(Stored items)
################

PR #3681, opened 2022-07-26
Restructure & extract IPFS metadata

### LINKED ISSUE #3413: Restructure and Extract IPFS Metadata Parser functionality

danbr:
## Description

This feature PR introduces Colony Metadata Event updates to restructure and extract IPFS Metadata Parser functionality

Resolves #3413


chinins (approved):
All good!

willm30 (approved):
Looks great. Tested by creating some metadata & annotations on master and switching to this branch, and didn't notice any issues.

PR #3683, opened 2022-07-26
Fix: syntax errors with spread operator

### LINKED ISSUE #3662: Fix syntax errors for FormattedMessage that uses types: string | MessageDescriptor
## Steps to reproduce

1. Go to any file listed here:

Screenshot 2022-07-21 at 09 55 36

2.  See error
Screenshot 2022-07-21 at 09 55 26

The error is displayed as the `FormattedMessage` prop could be either string | MessageDescriptor. The spread operator should only be used on MessageDescriptor. Guard against this.

Search & destroy other instances of this error.

willm30:
## Description

This PR fixes a few syntax errors. If a prop type is `string | MessageDescriptor`, you get an error because you can't spread a string.

**Changes** 🏗

* Implementing \<FormatMessage\> conditionaly if it's an object

Resolves #3662

### DIFF
--- a/src/modules/core/components/PermissionsLabel/PermissionsLabel.tsx
+++ b/src/modules/core/components/PermissionsLabel/PermissionsLabel.tsx
@@ -68,10 +68,10 @@ const PermissionsLabel = ({
     <Tooltip
       content={
         <div className={styles.tooltip}>
-          {infoMessage && infoMessage === 'string' ? (
-            infoMessage
-          ) : (
+          {infoMessage && typeof infoMessage === 'object' ? (
             <FormattedMessage {...infoMessage} values={infoMessageValues} />
+          ) : (
+            infoMessage
           )}
         </div>
       }
--- a/src/modules/dashboard/components/ActionsPageFeed/ActionsPageSystemInfo/ActionsPageSystemInfo.tsx
+++ b/src/modules/dashboard/components/ActionsPageFeed/ActionsPageSystemInfo/ActionsPageSystemInfo.tsx
@@ -14,16 +14,16 @@ export interface Appearance {
 
 interface Props {
   appearance?: Appearance;
-  tip?: MessageDescriptor | string;
+  tip: MessageDescriptor | string;
   tipValues?: UniversalMessageValues;
 }
 
 const ActionsPageSystemInfo = ({ tip, tipValues, appearance }: Props) => (
   <div className={getMainClasses(appearance, styles)}>
-    {tip && tip === 'string' ? (
-      tip
-    ) : (
+    {typeof tip === 'object' ? (
       <FormattedMessage {...tip} values={tipValues} />
+    ) : (
+      tip
     )}
   </div>
 );
--- a/src/modules/core/components/Fields/Radio/CustomRadio.tsx
+++ b/src/modules/core/components/Fields/Radio/CustomRadio.tsx
@@ -97,21 +97,19 @@ const CustomRadio = ({
         </div>
       )}
       <div className={styles.content}>
-        {label && (
-          <span className={styles.label}>
-            {label === 'string' ? (
-              label
-            ) : (
-              <FormattedMessage {...label} values={labelValues} />
-            )}
-          </span>
-        )}
+        <span className={styles.label}>
+          {typeof label === 'object' ? (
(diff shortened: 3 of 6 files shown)


arrenv (changes requested):
Nice @willm30, it looks to be working well.

I noticed a couple more though, as of the screenshot.

Screenshot 2022-07-26 181332

chinins (changes requested):
@willm30, I'm sorry for being a bit harsh but this is very poor quality. I have an impression that you have not tested it. It also shows that you don't understand how FormattedMessage works. This is not a solution. It crashes the app if you pass the string:
permisisons-demo

The solution is the following (Example from `PermissionsLabel`:
```
 {infoMessage && typeof infoMessage === 'object' ? (
            <FormattedMessage {...infoMessage} values={infoMessageValues} />
          ) : (
            infoMessage
          )}
          ```
Which produces the desired outcome
correct-string

Please, don't rush solutions but  first  understand the problem(s) that you are trying to solve and then provide quality result.

**Comment by chinins** [comment]
In the gifs you can't see my mouse but it's hovering on the permissions label and the app crashes because your change is in the tooltip (on hover).

**Comment by willm30** [comment]
@chinins Apologies, I should've been more thorough. Will keep in mind going forward. I have implemented your suggestions and followed the same pattern for the files @arrenv mentioned also needed changing.

**Review by ArmandoGraterol — CHANGES_REQUESTED** [review]
Nice work! While testing I didn't see any weird errors. I think there's some changes that could help tidy up the old and new code introduced in this PR :)

**Comment by willm30** [comment]
> Nice work! While testing I didn't see any weird errors. I think there's some changes that could help tidy up the old and new code introduced in this PR :)

Thanks. I have updated to reflect your suggestions -- not rendering the container if the data could be undefined, else not including the check at all.

**Review by ArmandoGraterol — APPROVED** [review]
Looks good to me! Thank you for implementing the changes :ok_hand:

File: src/modules/core/components/PermissionsLabel/PermissionsLabel.tsx [hunk 1]
```diff
@@ -68,10 +68,10 @@ const PermissionsLabel = ({
     <Tooltip
       content={
         <div className={styles.tooltip}>
-          {infoMessage && infoMessage === 'string' ? (
-            infoMessage
-          ) : (
+          {infoMessage && typeof infoMessage === 'object' ? (
```
danbr, line 71: why did you keep the truthy check on infoMessage? you removed this check on all other 
```
typeof ...  === 'object'
```

danbr (approved):
All looks very reasonable........ and i don't see spread operator errors any longer. Well done!!

src/modules/core/components/PermissionsLabel/PermissionsLabel.tsx
willm30: The rationale for this one is that infomessage could be undefined according to its typing, so I check for it. Whereas on the ones where I removed it, they are not optional according to their typings, therefore I can safely assume they won't be undefined.

src/modules/dashboard/components/ActionsPageFeed/ActionsPageSystemInfo/ActionsPageSystemInfo.tsx
```diff
@@ -14,16 +14,16 @@ export interface Appearance {
 
 interface Props {
   appearance?: Appearance;
-  tip?: MessageDescriptor | string;
+  tip: MessageDescriptor | string;
```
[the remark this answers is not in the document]
willm30: Yep that's what I was thinking

src/modules/core/components/PermissionsLabel/PermissionsLabel.tsx
chinins: If you do `typeof undefined` it will be 'undefined' and definitely won't equal `string` or `object` so it's really not necessary

chinins: I take my words back. It's actually correct. I've misread the code initially

chinins (approved):
All good!

Julianahlk (approved):
LGTM 👍

arrenv (approved):
Looks good to me Will :)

################

Problem to solve: Give each line of the records above again, unchanged.

Response:
PR #3681, opened 2022-07-26
Restructure & extract IPFS metadata

### LINKED ISSUE #3413: Restructure and Extract IPFS Metadata Parser functionality

danbr:
## Description

This feature PR introduces Colony Metadata Event updates to restructure and extract IPFS Metadata Parser functionality

Resolves #3413


chinins (approved):
All good!

willm30 (approved):
Looks great. Tested by creating some metadata & annotations on master and switching to this branch, and didn't notice any issues.

PR #3683, opened 2022-07-26
Fix: syntax errors with spread operator

### LINKED ISSUE #3662: Fix syntax errors for FormattedMessage that uses types: string | MessageDescriptor
## Steps to reproduce

1. Go to any file listed here:

Screenshot 2022-07-21 at 09 55 36

2.  See error
Screenshot 2022-07-21 at 09 55 26

The error is displayed as the `FormattedMessage` prop could be either string | MessageDescriptor. The spread operator should only be used on MessageDescriptor. Guard against this.

Search & destroy other instances of this error.

willm30:
## Description

This PR fixes a few syntax errors. If a prop type is `string | MessageDescriptor`, you get an error because you can't spread a string.

**Changes** 🏗

* Implementing \<FormatMessage\> conditionaly if it's an object

Resolves #3662

### DIFF
--- a/src/modules/core/components/PermissionsLabel/PermissionsLabel.tsx
+++ b/src/modules/core/components/PermissionsLabel/PermissionsLabel.tsx
@@ -68,10 +68,10 @@ const PermissionsLabel = ({
     <Tooltip
       content={
         <div className={styles.tooltip}>
-          {infoMessage && infoMessage === 'string' ? (
-            infoMessage
-          ) : (
+          {infoMessage && typeof infoMessage === 'object' ? (
             <FormattedMessage {...infoMessage} values={infoMessageValues} />
+          ) : (
+            infoMessage
           )}
         </div>
       }
--- a/src/modules/dashboard/components/ActionsPageFeed/ActionsPageSystemInfo/ActionsPageSystemInfo.tsx
+++ b/src/modules/dashboard/components/ActionsPageFeed/ActionsPageSystemInfo/ActionsPageSystemInfo.tsx
@@ -14,16 +14,16 @@ export interface Appearance {
 
 interface Props {
   appearance?: Appearance;
-  tip?: MessageDescriptor | string;
+  tip: MessageDescriptor | string;
   tipValues?: UniversalMessageValues;
 }
 
 const ActionsPageSystemInfo = ({ tip, tipValues, appearance }: Props) => (
   <div className={getMainClasses(appearance, styles)}>
-    {tip && tip === 'string' ? (
-      tip
-    ) : (
+    {typeof tip === 'object' ? (
       <FormattedMessage {...tip} values={tipValues} />
+    ) : (
+      tip
     )}
   </div>
 );
--- a/src/modules/core/components/Fields/Radio/CustomRadio.tsx
+++ b/src/modules/core/components/Fields/Radio/CustomRadio.tsx
@@ -97,21 +97,19 @@ const CustomRadio = ({
         </div>
       )}
       <div className={styles.content}>
-        {label && (
-          <span className={styles.label}>
-            {label === 'string' ? (
-              label
-            ) : (
-              <FormattedMessage {...label} values={labelValues} />
-            )}
-          </span>
-        )}
+        <span className={styles.label}>
+          {typeof label === 'object' ? (
(diff shortened: 3 of 6 files shown)


arrenv (changes requested):
Nice @willm30, it looks to be working well.

I noticed a couple more though, as of the screenshot.

Screenshot 2022-07-26 181332

chinins (changes requested):
@willm30, I'm sorry for being a bit harsh but this is very poor quality. I have an impression that you have not tested it. It also shows that you don't understand how FormattedMessage works. This is not a solution. It crashes the app if you pass the string:
permisisons-demo

The solution is the following (Example from `PermissionsLabel`:
```
 {infoMessage && typeof infoMessage === 'object' ? (
            <FormattedMessage {...infoMessage} values={infoMessageValues} />
          ) : (
            infoMessage
          )}
          ```
Which produces the desired outcome
correct-string

Please, don't rush solutions but  first  understand the problem(s) that you are trying to solve and then provide quality result.

**Comment by chinins** [comment]
In the gifs you can't see my mouse but it's hovering on the permissions label and the app crashes because your change is in the tooltip (on hover).

**Comment by willm30** [comment]
@chinins Apologies, I should've been more thorough. Will keep in mind going forward. I have implemented your suggestions and followed the same pattern for the files @arrenv mentioned also needed changing.

**Review by ArmandoGraterol — CHANGES_REQUESTED** [review]
Nice work! While testing I didn't see any weird errors. I think there's some changes that could help tidy up the old and new code introduced in this PR :)

**Comment by willm30** [comment]
> Nice work! While testing I didn't see any weird errors. I think there's some changes that could help tidy up the old and new code introduced in this PR :)

Thanks. I have updated to reflect your suggestions -- not rendering the container if the data could be undefined, else not including the check at all.

**Review by ArmandoGraterol — APPROVED** [review]
Looks good to me! Thank you for implementing the changes :ok_hand:

File: src/modules/core/components/PermissionsLabel/PermissionsLabel.tsx [hunk 1]
```diff
@@ -68,10 +68,10 @@ const PermissionsLabel = ({
     <Tooltip
       content={
         <div className={styles.tooltip}>
-          {infoMessage && infoMessage === 'string' ? (
-            infoMessage
-          ) : (
+          {infoMessage && typeof infoMessage === 'object' ? (
```
danbr, line 71: why did you keep the truthy check on infoMessage? you removed this check on all other 
```
typeof ...  === 'object'
```

danbr (approved):
All looks very reasonable........ and i don't see spread operator errors any longer. Well done!!

src/modules/core/components/PermissionsLabel/PermissionsLabel.tsx
willm30: The rationale for this one is that infomessage could be undefined according to its typing, so I check for it. Whereas on the ones where I removed it, they are not optional according to their typings, therefore I can safely assume they won't be undefined.

src/modules/dashboard/components/ActionsPageFeed/ActionsPageSystemInfo/ActionsPageSystemInfo.tsx
```diff
@@ -14,16 +14,16 @@ export interface Appearance {
 
 interface Props {
   appearance?: Appearance;
-  tip?: MessageDescriptor | string;
+  tip: MessageDescriptor | string;
```
[the remark this answers is not in the document]
willm30: Yep that's what I was thinking

src/modules/core/components/PermissionsLabel/PermissionsLabel.tsx
chinins: If you do `typeof undefined` it will be 'undefined' and definitely won't equal `string` or `object` so it's really not necessary

chinins: I take my words back. It's actually correct. I've misread the code initially

chinins (approved):
All good!

Julianahlk (approved):
LGTM 👍

arrenv (approved):
Looks good to me Will :)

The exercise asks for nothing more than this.